PR #406, opened 2023-04-20
Refactor and extend VariableCoefficients

### LINKED ISSUE #405: Extend VariableCoefficients with cell-based face loops
Currently, the `VariableCoefficients` class does not support cell-based face loops, and respective parts in the code are marked `TODO`. However, this is necessary in many cases using cell-based face loops. The class should be extended accordingly.

btemuer:
- Remove separate VariableCoefficientsCell class,

- Add cell-based face loops functionality,

- Add bool parameters to turn on or off functionality like face loops, cell-based face loops, and/or differing neighbor coefficients.

- Add documentation + little bit of cosmetics

Closes #405

### DIFF
--- a/include/exadg/operators/variable_coefficients.h
+++ b/include/exadg/operators/variable_coefficients.h
@@ -44,52 +44,40 @@ class VariableCoefficients
 public:
   /**
    * Initializes the variable coefficients object based on @p matrix_free and @p quad_index
-   * according to the desired properties @p use_face_loops_in, @p use_neighbor_faces_in,
-   * and @p use_cell_based_face_loops_in, i.e. resizes the desired tables to the required number of
-   * cells, faces, and quadrature points.
+   * according to the desired properties @p use_faces_in, and @p use_cell_based_face_loops_in,
+   * i.e. resizes the desired tables to the required number of cells, faces, and quadrature points.
    *
    * @param matrix_free Underlying matrix-free description
    * @param quad_index Quadrature index in the matrix-free description to create the
    * coefficient tables according to the quadrature points
-   * @param use_face_loops_in Boolean switch to use a coefficient table for faces
-   * @param use_neighbor_faces_in Boolean switch to use a coefficient table for neighbors, in case
-   * the coefficients can differ on the two sides of a face
-   * @param use_cell_based_face_loops_in Boolean switch to use a coefficient table for cell-based
+   * @param use_faces_in Boolean switch to use a coefficient table for faces (and neighbors)
+   * @param use_cell_based_faces_in Boolean switch to use a coefficient table for cell-based
    * face access
    */
   template<int dim, typename Number>
   void
   initialize(dealii::MatrixFree<dim, Number> const & matrix_free,
              unsigned int const                      quad_index,
-             bool const                              use_face_loops_in,
-             bool const                              use_neighbor_faces_in,
-             bool const                              use_cell_based_face_loops_in)
+             bool const                              use_faces_in,
+             bool const                              use_cell_based_faces_in)
   {
-    use_face_loops            = use_face_loops_in;
-    use_neighbor_faces        = use_neighbor_faces_in;
-    use_cell_based_face_loops = use_cell_based_face_loops_in;
+    if(not use_faces_in)
+      AssertThrow(not use_cell_based_faces_in,
+                  dealii::ExcMessage("Using cell-based faces does not make sense if using faces"
+                                     " is disabled."));
+
+    use_faces            = use_faces_in;
+    use_cell_based_faces = use_cell_based_faces_in;
 
     reinit(matrix_free, quad_index);
   }
 
   /**
-   * Same as above, but fills the coefficient tables with the given @p constant_coefficient.
+   * Sets the coefficient @p constant_coefficient everywhere.
    */
-  template<int dim, typename Number>
   void
-  initialize(dealii::MatrixFree<dim, Number> const & matrix_free,
-             unsigned int const                      quad_index,
-             bool const                              use_face_loops_in,
-             bool const                              use_neighbor_faces_in,
-             bool const                              use_cell_based_face_loops_in,
-             coefficient_type const &                constant_coefficient)
+  set_coefficients(coefficient_type const & constant_coefficient)
   {
-    initialize(matrix_free,
-               quad_index,
-               use_face_loops_in,
-               use_neighbor_faces_in,
-               use_cell_based_face_loops_in);
-
     fill(constant_coefficient);
   }
 
@@ -188,22 +176,22 @@ private:
   {
     coefficients_cell.reinit(matrix_free.n_cell_batches(), matrix_free.get_n_q_points(quad_index));
 
-    if(use_face_loops)
+    if(use_faces)
+    {
       coefficients_face.reinit(matrix_free.n_inner_face_batches() +
                                  matrix_free.n_boundary_face_batches(),
                                matrix_free.get_n_q_points_face(quad_index));
-
-    if(use_neighbor_faces)
       coefficients_face_neighbor.reinit(matrix_free.n_inner_face_batches(),
                                         matrix_free.get_n_q_points_face(quad_index));
 
-    if(use_cell_based_face_loops)
-    {
-      unsigned int const n_faces_per_cell =
-        matrix_free.get_dof_handler().get_triangulation().get_reference_cells()[0].n_faces();
+      if(use_cell_based_faces)
+      {
+        unsigned int const n_faces_per_cell =
+          matrix_free.get_dof_handler().get_triangulation().get_reference_cells()[0].n_faces();
 
-      coefficients_face_cell_based.reinit(matrix_free.n_cell_batches() * n_faces_per_cell,
-                                          matrix_free.get_n_q_points_face(quad_index));
+        coefficients_face_cell_based.reinit(matrix_free.n_cell_batches() * n_faces_per_cell,
+                                            matrix_free.get_n_q_points_face(quad_index));
+      }
     }
   }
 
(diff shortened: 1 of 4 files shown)


include/exadg/operators/variable_coefficients.h
```diff
@@ -23,168 +23,231 @@
...
+  dealii::Table<2, coefficient_type> coefficients_face_cell_based;
+
+  //! Boolean switch to use a coefficient table for faces
+  bool use_face_loops{false};
+
+  /**
+   * @brief Boolean switch to use a coefficient table for neighbors, in case the coefficients
+   * can differ on the two sides of a face.
+   */
+  bool use_neighbor_faces{false};
```
nfehn, line 247: I can not see a use case in the current code where face loops are used, but no neighboring data. So I wonder whether we should introduce this flexibility now. Similarly, it looks like the current code allows the use of neighboring faces, but `use_face_loops` being deactivated. From a logical perspective, I believe this boolean should be nested into the other boolean `use_face_loops`.

include/exadg/operators/variable_coefficients.h
```diff
@@ -23,168 +23,231 @@
...
+
+  //! Boolean switch to use a coefficient table for cell-based face access
+  bool use_cell_based_face_loops{false};
```
nfehn, line 250: This boolean should also be nested into `use_face_loops`. If `use_cell_based_face_loops` is activated, the code has to assert that that `use_face_loops` is active. In order to avoid asserts in the code, I suggest to "nest" the booleans, in the sense that `cell_based_face_loops` is only relevant if `face_loops` is activated. I think this logic would then be consistent with the general idea of cell-based face loops in ExaDG.

include/exadg/operators/variable_coefficients.h
```diff
@@ -23,168 +23,231 @@
...
+  /**
+   * Same as above, but fills the coefficient tables with the given @p constant_coefficient.
+   */
   template<int dim, typename Number>
   void
   initialize(dealii::MatrixFree<dim, Number> const & matrix_free,
              unsigned int const                      quad_index,
+             bool const                              use_face_loops_in,
+             bool const                              use_neighbor_faces_in,
+             bool const                              use_cell_based_face_loops_in,
```
nfehn, line 84: I am not sure if duplicating the above interface here is desirable. Shouldn't we rather have only one initialize function and then call a second function in user code to set/fill the coefficient tables?

include/exadg/operators/variable_coefficients.h
```diff
@@ -23,168 +23,231 @@
...
   dealii::Table<2, coefficient_type> coefficients_face_neighbor;
 
-  // TODO
-  //  // cell-based face loops
-  //  dealii::Table<2, coefficient_type> coefficients_face_cell_based;
+  //! Coefficient table for faces with cell-based access
+  dealii::Table<2, coefficient_type> coefficients_face_cell_based;
+
+  //! Boolean switch to use a coefficient table for faces
+  bool use_face_loops{false};
```
nfehn, line 241: In terms of the naming, I think `loops` should not appear here. Just `use_faces` would be better.

include/exadg/operators/variable_coefficients.h
btemuer: One use case is if the coefficients are computed from an at least C0-continuous function of just space and time, like the field functions. In that case the coefficients are the same on both sides and it wouldn't be necessary to store them twice. Isn't that right?

include/exadg/operators/variable_coefficients.h
btemuer: Right, I'll look into how I can implement this logic 👍

include/exadg/operators/variable_coefficients.h
btemuer: Both make sense to me. I can happily make it more explicit with a separate function.

include/exadg/operators/variable_coefficients.h
nfehn: Cell-based face loops always use neighboring data, right? This dependency should also be reflected in the implementation. I am thinking of the following logic:

```c++
if(face_loops)
{
  if(use_cell_based_face_loops)
  {
    
  }
  else // when using a separate loop over faces in MatrixFree implementation
  {
    ...

    if(use_neighbor_faces)
    {
    }
  }
}
```
As said above, I would not implement `use_neighbor_faces` for now because of missing use cases. The implementation of a spatial PDE operator decides very naturally whether to read neighboring data or not. Hence, in terms of data transfer from main memory (as a main factor for computational efficiency) it should not be relevant to introduce the optimization `use_neighbor_faces=false`. One could see a benefit in storage requirements, but this is typically less of a concern in our applications with dealii's matrix-free implementation. Or do I miss something?

btemuer: I'd be fine with removing the optimization here and in the operators just have:

```
auto const coefficient = get_coefficient_face(face, q);
```

and omit the additional call to `get_coefficient_face_neighbor(face,q)` if it is not needed, i.e. if it is a priori known that the coefficients are continuous. Same is true calculating and setting the coefficients at every time step for every discretization.

This is what you mean, right? Because then exactly we would primarily benefit from storage.

nfehn: Yes exactly.

btemuer:
New changes are ready for review :) @nfehn

include/exadg/operators/variable_coefficients.h
```diff
@@ -23,168 +23,213 @@
...
-    // matrix_free.get_n_q_points_face(quad_index));
+    if(use_faces)
+    {
+      coefficients_face.reinit(matrix_free.n_inner_face_batches() +
+                                 matrix_free.n_boundary_face_batches(),
+                               matrix_free.get_n_q_points_face(quad_index));
+      coefficients_face_neighbor.reinit(matrix_free.n_inner_face_batches(),
+                                        matrix_free.get_n_q_points_face(quad_index));
+
+      if(use_cell_based_faces)
```
nfehn, line 187: @btemuer Do you think it makes sense to add a comment here why we need all coefficient tables in case of cell-based face loops (I mean also the `coefficients_face` and `coefficients_face_neighbor` tables above)?

include/exadg/operators/variable_coefficients.h
```diff
@@ -23,168 +23,213 @@
...
+  //! Coefficient table for faces
   dealii::Table<2, coefficient_type> coefficients_face;
+
+  //! Coefficient table for neighbor faces
   dealii::Table<2, coefficient_type> coefficients_face_neighbor;
 
-  // TODO
-  //  // cell-based face loops
-  //  dealii::Table<2, coefficient_type> coefficients_face_cell_based;
+  //! Coefficient table for faces with cell-based access
```
nfehn, line 225: Maybe add a comment that this is an "additional" data structure (in addition to the face coefficients above), because `use_cell_based_face_loops` is additional/optional functionality. See also comment https://github.com/exadg/exadg/pull/406/files#r1176381729.

include/exadg/operators/variable_coefficients.h
```diff
@@ -23,168 +23,213 @@
...
+  dealii::Table<2, coefficient_type> coefficients_face_cell_based;
+
+  //! Boolean switch to use a coefficient table for faces
+  bool use_faces{false};
+
+  //! Boolean switch to use a coefficient table for cell-based face access
+  bool use_cell_based_faces{false};
```
nfehn, line 232: I think the naming is still not 100% clear. We could think whether a naming like "enable" or "store" instead of "use"  (and "face_data" instead of "faces") is clearer in the context of this class (which is about the data structure and not so much about the functionality of filling the data or performing loops). What do you think, @btemuer? Of course, these changes are not mandatory for the present PR.

include/exadg/operators/variable_coefficients.h
```diff
@@ -23,168 +23,213 @@
 
 namespace ExaDG
 {
+/**
+ * This class serves as a manager of several table objects, which hold quadrature-point-level
+ * coefficient information for the different matrix-free loop types and access methods.
+ *
+ * The class provides functionality for cell loops, separate face loops, and cell-based face loops.
+ * For the separate face loops, coefficient information from the neighbor cell can also be stored
+ * and used.
```
nfehn, line 32: This sentence can now be removed.

Maybe replace "functionality" by "data structures" (or similar) in the sentence above, or is "functionality" intended here?

include/exadg/operators/variable_coefficients.h
btemuer: I don't think it would be better to have that explanation here. The variable coefficients class is better encapsulated, when it just "does what it's told" without the need to know the reasoning behind. Such an explanation would be much better off in a place where this parameter is defined and explained. This will also be much clearer, when we refactor our parameter interface with nested parameters... Then this boolean will for example occur inside the preconditioner parameters.

However, I agree the name `use_cell_based_loops` somehow implies here that it is the only one to be used. Also respecting your comment from below, I will change the variable names to `store_*`.

include/exadg/operators/variable_coefficients.h
btemuer: Sure!

include/exadg/operators/variable_coefficients.h
btemuer: I will replace "functionality" by "data structures", better than removing in my opinion.

include/exadg/operators/variable_coefficients.h
btemuer: Much better naming, I'm on it.

include/exadg/operators/variable_coefficients.h
nfehn: with removing I only mean the second sentence, because we skipped one boolean parameter.

btemuer: Oh yes, I see 👍

nfehn (approved):

btemuer:
Can we merge?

______________________________

▶ [WHAT YOU SHOULD DO]
Look through the data above and report every line in which "additional" appears.

▶ [RESULT OF THE TASK]
and omit the additional call to `get_coefficient_face_neighbor(face,q)` if it is not needed, i.e. if it is a priori known that the coefficients are continuous. Same is true calculating and setting the coefficients at every time step for every discretization.
nfehn, line 225: Maybe add a comment that this is an "additional" data structure (in addition to the face coefficients above), because `use_cell_based_face_loops` is additional/optional functionality. See also comment https://github.com/exadg/exadg/pull/406/files#r1176381729.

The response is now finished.